• What you should do:
Which lines below include the string "shown"? Please show each one.

• Given data:
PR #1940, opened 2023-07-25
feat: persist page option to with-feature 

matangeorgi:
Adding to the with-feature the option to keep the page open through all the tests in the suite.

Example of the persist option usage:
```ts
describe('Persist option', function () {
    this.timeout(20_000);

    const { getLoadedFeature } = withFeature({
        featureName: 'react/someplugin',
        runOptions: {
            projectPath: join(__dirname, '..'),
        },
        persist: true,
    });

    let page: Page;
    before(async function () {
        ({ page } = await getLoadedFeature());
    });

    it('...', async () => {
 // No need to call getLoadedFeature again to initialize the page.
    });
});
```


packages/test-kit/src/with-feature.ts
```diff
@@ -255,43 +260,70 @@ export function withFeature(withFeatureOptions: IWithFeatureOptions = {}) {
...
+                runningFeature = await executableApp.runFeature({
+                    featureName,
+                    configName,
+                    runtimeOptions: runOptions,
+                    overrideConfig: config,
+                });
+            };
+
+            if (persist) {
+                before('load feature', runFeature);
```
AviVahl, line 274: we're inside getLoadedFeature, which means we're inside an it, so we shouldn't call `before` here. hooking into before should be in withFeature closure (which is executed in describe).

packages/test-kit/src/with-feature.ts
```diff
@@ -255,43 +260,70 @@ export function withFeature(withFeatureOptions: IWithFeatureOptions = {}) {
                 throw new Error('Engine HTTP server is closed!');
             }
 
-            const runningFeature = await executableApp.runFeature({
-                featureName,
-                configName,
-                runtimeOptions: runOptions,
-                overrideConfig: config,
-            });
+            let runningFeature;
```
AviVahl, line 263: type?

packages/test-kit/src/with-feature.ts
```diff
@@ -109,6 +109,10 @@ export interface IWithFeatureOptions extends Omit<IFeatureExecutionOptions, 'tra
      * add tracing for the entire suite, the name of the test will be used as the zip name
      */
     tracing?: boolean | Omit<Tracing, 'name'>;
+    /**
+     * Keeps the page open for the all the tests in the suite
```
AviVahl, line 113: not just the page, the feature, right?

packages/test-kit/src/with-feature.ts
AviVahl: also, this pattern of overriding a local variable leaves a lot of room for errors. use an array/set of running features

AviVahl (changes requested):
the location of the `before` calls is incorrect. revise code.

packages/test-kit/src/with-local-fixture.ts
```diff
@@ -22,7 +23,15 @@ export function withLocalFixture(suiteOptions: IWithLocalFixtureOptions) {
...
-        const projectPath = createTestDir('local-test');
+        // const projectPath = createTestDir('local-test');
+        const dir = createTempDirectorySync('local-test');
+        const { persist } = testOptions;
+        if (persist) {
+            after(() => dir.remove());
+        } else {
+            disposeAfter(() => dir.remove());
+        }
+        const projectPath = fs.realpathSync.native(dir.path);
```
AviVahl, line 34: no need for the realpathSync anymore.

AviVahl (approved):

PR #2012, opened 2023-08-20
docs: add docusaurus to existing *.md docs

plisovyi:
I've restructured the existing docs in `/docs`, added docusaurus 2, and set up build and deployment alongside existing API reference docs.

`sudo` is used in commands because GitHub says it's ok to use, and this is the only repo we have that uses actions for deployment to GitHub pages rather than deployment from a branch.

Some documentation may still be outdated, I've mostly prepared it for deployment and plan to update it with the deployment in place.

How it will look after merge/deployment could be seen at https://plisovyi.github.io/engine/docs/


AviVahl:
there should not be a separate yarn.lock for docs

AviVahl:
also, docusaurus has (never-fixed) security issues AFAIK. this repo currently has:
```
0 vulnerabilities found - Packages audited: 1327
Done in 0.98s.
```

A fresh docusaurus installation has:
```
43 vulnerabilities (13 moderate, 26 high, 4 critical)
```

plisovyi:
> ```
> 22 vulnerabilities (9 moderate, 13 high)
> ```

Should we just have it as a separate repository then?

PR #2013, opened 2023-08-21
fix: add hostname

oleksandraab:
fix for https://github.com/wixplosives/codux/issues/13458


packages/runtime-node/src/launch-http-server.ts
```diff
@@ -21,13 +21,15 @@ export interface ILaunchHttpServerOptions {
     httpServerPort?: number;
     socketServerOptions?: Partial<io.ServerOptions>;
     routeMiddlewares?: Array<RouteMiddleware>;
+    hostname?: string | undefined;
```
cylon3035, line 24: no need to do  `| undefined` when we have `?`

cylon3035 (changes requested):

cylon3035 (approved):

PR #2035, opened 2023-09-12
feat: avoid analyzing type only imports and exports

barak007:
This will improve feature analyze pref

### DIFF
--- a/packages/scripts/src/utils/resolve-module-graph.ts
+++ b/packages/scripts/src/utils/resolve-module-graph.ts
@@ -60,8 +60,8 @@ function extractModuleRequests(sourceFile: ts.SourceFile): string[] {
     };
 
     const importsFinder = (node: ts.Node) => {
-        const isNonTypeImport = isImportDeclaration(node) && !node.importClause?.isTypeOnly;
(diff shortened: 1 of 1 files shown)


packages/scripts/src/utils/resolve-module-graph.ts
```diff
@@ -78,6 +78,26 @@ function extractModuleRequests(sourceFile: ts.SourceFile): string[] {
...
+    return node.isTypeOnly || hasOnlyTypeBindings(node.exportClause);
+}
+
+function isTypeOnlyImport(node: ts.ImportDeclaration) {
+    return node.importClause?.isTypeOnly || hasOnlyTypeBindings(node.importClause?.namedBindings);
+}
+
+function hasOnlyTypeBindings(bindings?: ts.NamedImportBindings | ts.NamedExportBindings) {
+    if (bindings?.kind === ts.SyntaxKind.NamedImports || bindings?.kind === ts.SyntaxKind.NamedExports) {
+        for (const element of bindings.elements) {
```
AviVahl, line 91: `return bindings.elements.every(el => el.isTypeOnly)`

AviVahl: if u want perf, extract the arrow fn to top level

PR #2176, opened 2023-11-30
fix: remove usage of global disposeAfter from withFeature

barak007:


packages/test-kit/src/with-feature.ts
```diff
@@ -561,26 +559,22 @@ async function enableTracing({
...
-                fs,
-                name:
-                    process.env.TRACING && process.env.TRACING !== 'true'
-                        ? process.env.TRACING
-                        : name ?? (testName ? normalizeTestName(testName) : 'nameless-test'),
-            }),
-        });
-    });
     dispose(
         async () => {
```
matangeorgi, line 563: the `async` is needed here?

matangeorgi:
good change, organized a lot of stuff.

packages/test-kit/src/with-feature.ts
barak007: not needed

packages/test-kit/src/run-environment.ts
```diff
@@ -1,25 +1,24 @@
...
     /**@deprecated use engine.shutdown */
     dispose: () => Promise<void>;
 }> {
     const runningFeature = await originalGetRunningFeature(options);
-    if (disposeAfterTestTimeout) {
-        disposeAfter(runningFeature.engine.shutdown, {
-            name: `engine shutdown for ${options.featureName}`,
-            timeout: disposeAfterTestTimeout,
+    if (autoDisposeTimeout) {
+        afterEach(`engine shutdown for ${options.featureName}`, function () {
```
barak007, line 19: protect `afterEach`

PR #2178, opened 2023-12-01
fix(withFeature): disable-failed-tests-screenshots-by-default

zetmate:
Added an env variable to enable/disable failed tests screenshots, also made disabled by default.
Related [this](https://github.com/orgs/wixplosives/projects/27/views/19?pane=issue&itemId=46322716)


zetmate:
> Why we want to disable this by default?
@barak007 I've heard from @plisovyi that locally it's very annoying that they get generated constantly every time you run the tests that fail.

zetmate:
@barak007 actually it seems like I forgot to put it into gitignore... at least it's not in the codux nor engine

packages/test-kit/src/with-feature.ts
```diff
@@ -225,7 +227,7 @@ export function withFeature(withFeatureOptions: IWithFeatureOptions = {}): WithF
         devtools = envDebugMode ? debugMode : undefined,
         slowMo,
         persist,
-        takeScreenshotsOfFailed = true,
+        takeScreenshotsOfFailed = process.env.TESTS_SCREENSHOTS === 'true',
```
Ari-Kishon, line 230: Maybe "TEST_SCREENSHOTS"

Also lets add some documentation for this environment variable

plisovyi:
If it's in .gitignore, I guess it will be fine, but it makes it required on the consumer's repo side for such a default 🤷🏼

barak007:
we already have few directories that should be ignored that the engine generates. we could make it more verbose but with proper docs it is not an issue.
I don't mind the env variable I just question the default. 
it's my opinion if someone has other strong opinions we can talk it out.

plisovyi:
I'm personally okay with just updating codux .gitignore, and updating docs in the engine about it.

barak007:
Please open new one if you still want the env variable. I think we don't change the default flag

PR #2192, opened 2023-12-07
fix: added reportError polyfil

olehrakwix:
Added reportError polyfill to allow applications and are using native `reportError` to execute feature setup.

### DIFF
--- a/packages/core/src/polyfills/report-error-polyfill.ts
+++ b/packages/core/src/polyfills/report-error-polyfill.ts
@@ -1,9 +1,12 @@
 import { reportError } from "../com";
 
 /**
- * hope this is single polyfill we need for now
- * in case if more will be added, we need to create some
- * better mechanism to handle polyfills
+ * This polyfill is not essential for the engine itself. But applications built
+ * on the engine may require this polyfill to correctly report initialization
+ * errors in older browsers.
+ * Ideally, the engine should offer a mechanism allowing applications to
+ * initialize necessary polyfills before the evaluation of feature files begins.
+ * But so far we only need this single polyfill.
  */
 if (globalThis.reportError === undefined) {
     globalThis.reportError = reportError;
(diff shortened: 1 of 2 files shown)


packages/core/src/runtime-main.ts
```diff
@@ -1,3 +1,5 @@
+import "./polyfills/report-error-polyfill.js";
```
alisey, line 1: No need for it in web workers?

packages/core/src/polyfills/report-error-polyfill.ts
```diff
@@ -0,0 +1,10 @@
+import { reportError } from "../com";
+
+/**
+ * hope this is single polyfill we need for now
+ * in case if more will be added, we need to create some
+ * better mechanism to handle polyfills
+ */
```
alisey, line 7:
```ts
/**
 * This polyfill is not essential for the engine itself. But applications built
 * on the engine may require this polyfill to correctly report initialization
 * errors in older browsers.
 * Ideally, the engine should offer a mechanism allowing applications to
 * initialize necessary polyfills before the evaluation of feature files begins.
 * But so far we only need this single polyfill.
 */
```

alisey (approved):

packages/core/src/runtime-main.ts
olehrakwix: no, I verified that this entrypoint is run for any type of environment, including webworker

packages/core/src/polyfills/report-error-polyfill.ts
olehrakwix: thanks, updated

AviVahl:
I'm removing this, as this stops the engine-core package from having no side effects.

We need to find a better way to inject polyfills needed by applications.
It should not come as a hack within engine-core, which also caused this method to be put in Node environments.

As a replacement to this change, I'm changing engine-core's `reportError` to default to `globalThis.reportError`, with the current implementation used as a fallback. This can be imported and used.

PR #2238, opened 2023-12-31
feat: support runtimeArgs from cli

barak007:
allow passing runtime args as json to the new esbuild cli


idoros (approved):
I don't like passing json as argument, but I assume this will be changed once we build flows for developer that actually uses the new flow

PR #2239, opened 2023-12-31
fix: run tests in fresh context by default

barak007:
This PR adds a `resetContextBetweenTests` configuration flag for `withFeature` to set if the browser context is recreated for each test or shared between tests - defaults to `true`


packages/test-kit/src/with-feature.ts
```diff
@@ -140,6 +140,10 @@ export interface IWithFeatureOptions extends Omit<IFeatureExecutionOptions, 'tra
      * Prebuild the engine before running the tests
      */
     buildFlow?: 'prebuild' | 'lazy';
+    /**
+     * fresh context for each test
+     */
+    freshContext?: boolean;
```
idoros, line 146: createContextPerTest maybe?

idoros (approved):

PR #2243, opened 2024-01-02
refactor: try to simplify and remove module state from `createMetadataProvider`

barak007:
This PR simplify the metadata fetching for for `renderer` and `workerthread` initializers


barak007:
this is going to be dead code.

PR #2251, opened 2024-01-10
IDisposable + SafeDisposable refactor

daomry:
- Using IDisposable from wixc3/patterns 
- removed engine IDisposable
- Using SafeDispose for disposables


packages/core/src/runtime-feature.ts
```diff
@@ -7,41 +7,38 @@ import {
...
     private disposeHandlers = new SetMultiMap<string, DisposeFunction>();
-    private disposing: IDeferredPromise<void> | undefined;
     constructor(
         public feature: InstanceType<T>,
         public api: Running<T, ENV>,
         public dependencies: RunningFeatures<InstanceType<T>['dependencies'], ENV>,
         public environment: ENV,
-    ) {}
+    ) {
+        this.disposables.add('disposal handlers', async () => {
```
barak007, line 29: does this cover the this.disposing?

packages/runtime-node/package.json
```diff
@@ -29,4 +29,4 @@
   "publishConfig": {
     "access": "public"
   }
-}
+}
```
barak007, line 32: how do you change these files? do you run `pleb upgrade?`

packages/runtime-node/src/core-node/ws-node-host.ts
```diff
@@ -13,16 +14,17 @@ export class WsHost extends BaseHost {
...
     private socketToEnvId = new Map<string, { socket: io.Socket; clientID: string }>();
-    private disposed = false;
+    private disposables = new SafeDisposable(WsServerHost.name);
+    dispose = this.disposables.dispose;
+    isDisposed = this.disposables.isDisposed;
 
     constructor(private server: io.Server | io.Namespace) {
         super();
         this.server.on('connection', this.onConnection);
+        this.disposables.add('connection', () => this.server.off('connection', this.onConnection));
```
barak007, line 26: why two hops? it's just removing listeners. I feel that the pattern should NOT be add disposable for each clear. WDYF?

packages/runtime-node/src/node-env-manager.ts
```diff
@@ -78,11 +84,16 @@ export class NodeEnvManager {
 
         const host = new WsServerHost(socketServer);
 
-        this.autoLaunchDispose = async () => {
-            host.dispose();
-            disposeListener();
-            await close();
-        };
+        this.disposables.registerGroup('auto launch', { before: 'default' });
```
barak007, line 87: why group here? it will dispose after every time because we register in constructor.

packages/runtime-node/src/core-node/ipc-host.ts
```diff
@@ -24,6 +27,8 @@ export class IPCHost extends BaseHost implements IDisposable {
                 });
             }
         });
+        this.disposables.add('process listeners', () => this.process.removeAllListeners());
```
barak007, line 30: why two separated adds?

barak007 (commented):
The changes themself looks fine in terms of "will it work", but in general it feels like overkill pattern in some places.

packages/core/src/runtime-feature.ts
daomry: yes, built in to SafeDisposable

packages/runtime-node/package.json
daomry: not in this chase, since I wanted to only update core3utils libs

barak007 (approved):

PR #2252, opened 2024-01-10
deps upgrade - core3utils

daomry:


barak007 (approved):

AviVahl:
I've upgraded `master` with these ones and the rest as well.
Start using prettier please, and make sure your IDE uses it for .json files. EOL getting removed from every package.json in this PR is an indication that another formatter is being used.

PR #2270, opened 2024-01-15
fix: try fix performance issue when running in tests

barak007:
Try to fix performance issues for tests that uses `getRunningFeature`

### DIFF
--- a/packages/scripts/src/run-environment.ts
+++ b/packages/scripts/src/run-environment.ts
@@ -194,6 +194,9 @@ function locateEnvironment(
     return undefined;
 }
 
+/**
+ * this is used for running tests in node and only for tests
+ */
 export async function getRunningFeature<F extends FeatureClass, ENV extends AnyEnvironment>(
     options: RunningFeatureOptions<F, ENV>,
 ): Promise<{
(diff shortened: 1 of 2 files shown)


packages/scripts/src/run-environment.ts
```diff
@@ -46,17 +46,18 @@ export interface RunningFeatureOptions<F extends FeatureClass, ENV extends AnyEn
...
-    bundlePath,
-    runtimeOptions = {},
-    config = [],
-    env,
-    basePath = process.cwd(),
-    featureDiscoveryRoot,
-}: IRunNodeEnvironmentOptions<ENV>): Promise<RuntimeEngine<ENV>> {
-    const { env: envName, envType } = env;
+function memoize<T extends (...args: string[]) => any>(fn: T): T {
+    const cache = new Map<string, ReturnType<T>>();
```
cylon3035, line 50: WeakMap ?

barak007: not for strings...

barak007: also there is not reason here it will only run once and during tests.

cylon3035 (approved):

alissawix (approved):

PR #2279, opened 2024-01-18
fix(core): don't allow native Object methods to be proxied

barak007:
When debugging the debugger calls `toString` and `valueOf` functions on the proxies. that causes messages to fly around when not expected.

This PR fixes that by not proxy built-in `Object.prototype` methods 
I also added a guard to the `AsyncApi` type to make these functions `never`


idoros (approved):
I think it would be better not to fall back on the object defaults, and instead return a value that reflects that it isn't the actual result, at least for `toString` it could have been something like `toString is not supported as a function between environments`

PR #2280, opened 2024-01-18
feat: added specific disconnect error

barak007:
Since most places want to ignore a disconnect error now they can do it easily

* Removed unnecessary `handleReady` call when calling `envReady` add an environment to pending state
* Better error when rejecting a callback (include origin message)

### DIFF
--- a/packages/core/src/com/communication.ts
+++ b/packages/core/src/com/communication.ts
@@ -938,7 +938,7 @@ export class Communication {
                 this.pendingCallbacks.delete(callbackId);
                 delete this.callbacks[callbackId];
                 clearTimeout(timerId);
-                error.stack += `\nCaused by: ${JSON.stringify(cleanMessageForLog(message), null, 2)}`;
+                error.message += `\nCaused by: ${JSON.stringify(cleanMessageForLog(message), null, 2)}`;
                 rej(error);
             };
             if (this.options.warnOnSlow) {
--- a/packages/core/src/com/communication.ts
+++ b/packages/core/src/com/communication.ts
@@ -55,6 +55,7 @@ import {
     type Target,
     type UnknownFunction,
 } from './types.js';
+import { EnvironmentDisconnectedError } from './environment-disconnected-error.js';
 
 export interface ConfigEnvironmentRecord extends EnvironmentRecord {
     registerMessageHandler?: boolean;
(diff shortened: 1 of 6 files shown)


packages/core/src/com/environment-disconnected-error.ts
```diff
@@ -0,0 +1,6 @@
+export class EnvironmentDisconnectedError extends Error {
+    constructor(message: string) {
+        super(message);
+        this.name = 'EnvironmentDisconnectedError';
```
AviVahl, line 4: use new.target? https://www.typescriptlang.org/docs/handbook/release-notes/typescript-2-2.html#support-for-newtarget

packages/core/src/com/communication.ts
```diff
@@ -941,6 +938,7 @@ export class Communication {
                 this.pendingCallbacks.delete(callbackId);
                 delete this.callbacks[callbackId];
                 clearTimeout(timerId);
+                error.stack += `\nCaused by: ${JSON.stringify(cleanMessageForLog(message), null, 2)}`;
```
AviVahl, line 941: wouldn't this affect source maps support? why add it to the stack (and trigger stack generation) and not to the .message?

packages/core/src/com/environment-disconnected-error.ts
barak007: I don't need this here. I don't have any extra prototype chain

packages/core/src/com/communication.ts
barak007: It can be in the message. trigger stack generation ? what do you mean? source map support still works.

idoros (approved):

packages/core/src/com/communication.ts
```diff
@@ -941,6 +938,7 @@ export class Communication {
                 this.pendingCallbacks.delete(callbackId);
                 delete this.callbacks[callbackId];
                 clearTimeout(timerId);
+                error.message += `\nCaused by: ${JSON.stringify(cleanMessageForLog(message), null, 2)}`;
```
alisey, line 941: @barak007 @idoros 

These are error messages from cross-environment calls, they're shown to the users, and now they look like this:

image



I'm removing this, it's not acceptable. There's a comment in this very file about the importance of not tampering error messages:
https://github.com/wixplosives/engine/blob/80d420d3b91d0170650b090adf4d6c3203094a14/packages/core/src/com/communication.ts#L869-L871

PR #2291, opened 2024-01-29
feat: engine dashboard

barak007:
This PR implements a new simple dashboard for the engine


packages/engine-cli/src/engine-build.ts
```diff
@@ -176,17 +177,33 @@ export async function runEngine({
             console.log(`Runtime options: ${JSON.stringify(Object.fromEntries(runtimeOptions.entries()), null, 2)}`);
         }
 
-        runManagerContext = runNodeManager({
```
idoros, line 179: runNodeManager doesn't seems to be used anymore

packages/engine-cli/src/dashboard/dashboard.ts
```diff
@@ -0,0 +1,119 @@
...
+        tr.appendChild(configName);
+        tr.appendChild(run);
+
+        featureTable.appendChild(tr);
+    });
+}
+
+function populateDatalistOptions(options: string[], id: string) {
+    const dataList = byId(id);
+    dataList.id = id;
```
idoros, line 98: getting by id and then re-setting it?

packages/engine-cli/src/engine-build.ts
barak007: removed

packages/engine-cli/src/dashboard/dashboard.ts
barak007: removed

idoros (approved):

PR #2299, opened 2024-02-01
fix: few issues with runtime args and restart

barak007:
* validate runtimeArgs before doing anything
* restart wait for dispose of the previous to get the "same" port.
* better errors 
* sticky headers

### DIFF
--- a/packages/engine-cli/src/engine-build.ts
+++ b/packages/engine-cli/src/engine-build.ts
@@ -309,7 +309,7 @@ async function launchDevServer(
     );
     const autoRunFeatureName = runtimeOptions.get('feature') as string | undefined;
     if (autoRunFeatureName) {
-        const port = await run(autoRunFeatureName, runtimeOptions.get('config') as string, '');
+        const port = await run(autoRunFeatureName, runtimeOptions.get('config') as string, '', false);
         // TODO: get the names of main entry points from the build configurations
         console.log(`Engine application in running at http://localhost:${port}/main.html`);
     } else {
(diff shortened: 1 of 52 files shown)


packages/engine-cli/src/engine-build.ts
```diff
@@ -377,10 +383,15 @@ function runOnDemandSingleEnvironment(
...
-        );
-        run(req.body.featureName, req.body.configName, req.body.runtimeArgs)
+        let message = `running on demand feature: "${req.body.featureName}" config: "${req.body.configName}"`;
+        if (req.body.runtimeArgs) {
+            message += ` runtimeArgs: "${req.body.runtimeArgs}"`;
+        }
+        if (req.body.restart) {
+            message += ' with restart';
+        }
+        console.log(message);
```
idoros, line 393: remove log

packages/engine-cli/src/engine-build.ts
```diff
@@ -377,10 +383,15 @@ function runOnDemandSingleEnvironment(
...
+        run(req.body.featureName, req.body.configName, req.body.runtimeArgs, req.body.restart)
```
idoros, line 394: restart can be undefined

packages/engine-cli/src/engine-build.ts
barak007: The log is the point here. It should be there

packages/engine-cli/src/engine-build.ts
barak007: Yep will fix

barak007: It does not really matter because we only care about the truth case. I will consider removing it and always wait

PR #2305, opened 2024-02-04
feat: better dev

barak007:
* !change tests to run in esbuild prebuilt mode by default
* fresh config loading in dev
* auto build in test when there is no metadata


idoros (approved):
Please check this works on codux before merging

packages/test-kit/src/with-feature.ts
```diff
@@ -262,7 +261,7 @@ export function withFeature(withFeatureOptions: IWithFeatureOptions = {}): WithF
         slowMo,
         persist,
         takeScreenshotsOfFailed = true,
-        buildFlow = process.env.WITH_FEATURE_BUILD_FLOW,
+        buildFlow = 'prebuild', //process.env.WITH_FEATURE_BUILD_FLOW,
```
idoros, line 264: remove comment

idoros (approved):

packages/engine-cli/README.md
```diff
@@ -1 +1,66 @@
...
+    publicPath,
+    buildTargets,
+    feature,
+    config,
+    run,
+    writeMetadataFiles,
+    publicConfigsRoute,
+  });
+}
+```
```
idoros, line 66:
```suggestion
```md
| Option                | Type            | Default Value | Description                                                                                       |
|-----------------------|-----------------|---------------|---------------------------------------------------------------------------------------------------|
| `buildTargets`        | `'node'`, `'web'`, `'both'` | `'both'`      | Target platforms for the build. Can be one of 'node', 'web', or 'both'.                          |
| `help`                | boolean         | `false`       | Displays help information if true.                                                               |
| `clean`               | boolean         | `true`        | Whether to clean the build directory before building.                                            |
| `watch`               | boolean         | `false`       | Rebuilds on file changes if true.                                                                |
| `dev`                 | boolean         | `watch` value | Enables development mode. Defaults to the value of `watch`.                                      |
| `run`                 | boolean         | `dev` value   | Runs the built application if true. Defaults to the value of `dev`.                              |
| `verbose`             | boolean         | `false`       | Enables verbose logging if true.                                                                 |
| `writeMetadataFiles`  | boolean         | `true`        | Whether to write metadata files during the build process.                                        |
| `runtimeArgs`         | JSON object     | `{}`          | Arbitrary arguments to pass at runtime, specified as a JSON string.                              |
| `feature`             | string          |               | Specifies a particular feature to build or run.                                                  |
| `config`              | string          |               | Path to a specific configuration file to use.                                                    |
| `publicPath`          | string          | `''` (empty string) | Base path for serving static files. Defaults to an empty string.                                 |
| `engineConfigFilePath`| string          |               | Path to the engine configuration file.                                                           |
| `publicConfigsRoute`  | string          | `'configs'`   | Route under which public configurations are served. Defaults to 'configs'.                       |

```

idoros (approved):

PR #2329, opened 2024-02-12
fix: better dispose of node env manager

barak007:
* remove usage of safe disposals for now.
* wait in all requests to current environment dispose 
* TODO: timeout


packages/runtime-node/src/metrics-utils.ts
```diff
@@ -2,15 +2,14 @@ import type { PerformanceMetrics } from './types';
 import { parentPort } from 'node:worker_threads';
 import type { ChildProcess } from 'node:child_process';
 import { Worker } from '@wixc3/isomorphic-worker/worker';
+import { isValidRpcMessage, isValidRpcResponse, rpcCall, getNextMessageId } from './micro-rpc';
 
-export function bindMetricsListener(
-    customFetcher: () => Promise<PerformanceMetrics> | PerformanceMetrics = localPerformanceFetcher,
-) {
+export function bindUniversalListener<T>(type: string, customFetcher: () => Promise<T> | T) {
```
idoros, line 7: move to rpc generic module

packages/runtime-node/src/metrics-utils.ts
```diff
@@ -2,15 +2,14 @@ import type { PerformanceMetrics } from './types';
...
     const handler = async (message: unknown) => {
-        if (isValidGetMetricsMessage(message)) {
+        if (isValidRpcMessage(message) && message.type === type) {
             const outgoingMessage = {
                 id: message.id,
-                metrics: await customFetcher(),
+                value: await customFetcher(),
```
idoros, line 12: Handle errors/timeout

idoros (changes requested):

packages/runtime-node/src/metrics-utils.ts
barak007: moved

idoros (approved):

• Your response:
(diff shortened: 1 of 1 files shown)
(diff shortened: 1 of 2 files shown)
(diff shortened: 1 of 2 files shown)
(diff shortened: 1 of 6 files shown)
These are error messages from cross-environment calls, they're shown to the users, and now they look like this:
(diff shortened: 1 of 52 files shown)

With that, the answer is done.